Neste ano, a bancada contava com algumas eminências pardas, como os deputados Antônio Amaral, Elísio Maia, Diney Torres, Nelson Costa, Theobaldo Barbosa, Guilherme Palmeira. Já naquele tempo, o documento registrava a conhecida “licença médica por temporada” e o empreguismo: “Na Assembleia Legislativa todos os funcionários são afilhados políticos, parentes e capangas a serviço aos 35 deputados”.

Em 1969 um fato mereceu destaque no relatório do SNI na área política. O Governo Federal, através da Procuradoria da República, apurou uma série de irregularidades através de um inquérito administrativo, entre elas a remuneração em dobro dos vencimentos mensais dos aposentados da Assembleia. O inquérito tornou inconstitucional o ato, mas no entanto o resultado só ficou no papel, pois a partir nessas leis foi que se oficializou o “efeito cascata”, “repicão” e os supersalários dos marajás.

Imprensa submissa

Segundo o relatório do SNI em Alagoas, o comportamento da imprensa na época sempre foi dócil e submisso para com o governo militar, sem nunca registrar porém a censura ostensiva nas redações e as ameaças e perseguições a jornalistas. Diz o documento: “Também tranquila a conduta dos órgãos da imprensa local, com notável obediência às instruções baixadas pelo Ministro da Justiça e peio Departamento da Policia Federal (DPF). De um modo geral, editoriais e comentários plenamente aceitáveis, quando não de aplausos”.

Em 1970, o Núcleo da Agência do SNI em Maceió (NAMO) muda de endereço, sai do segundo andar do prédio onde hoje é a Sunab, na Conselheiro Lourenço de Albuquerque, e vai para a Praça dos Martírios, junto ao Palácio do Governo. É o começo do governo Médici, o mais duro período da ditadura militar no país. No Estado de Alagoas o relatório do NAMU registrava uma “vitória espetacular da Arena”, em 15 de novembro, e a nomeação do governador Afrânio Lajes e José Tavares como vice, indicados pelo Governo Militar e setores da política.

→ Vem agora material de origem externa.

Issue #911, opened 2017-08-08
Create as.dfm for dgCMatrix


koheiw:
Just do `new("dfmSparse", x)`, but users may not find this.

kbenoit:
Solved in #930.

Issue #55, opened 2015-10-07
preserve settings for dfm objects


kbenoit:
From Issue #46 @zachmayer:

"I need to remember the settings I passed to the training set dfm. This isn't too bad, but it'd sure be convenient to include them inside dfmSparse in case I pass the model on to someone else."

No plano nacional, o Brasil endoidecia com o tricampeonato da “seleção canarinha” no México, enquanto os porões da ditadura estavam repletos de presos políticos mortos e torturados, e desaparecidos. No entanto, o relatório do NAMO desconhecia esse grave momento, anunciando com ufanismo a patriotada em que o pais mergulhou:

— Todos os jornais e televisões destacaram a conduta do chefe da nação, possibilitando que todo Brasil assistisse ao vivo aos magníficos espetáculos esportivos. O povo alagoano teve um, novo alento de civismo e vibração patriótica ante o feito espetacular de nossos atletas”, diz um trecho do documento.

Publicado originalmente na Revista Última Palavra, nº1, de 17 de dezembro de 1987.

2 Comments on SNI SECRETO: As revelações sobre Alagoas

  1. Parabenizo-os pela iniciativa desta publicação e compartilho pois tem relevância histórica. Grato

  2. Pedro Moura // 4 de setembro de 2016 em 11:30 //

    Excelente e brilhante informação. Um verdadeiro mergulho nos anais antes vivido por poucos.
    O que nos chama mais atenção, foi a participação de muitos políticos de um modo geral, e a famigerada assembléia já dava ares de corrupção, o que continua até hoje não somente em Alagoas, mas no país inteiro.
    Parabéns aos pesquisadores por nós trazer tão ávidas lembranças.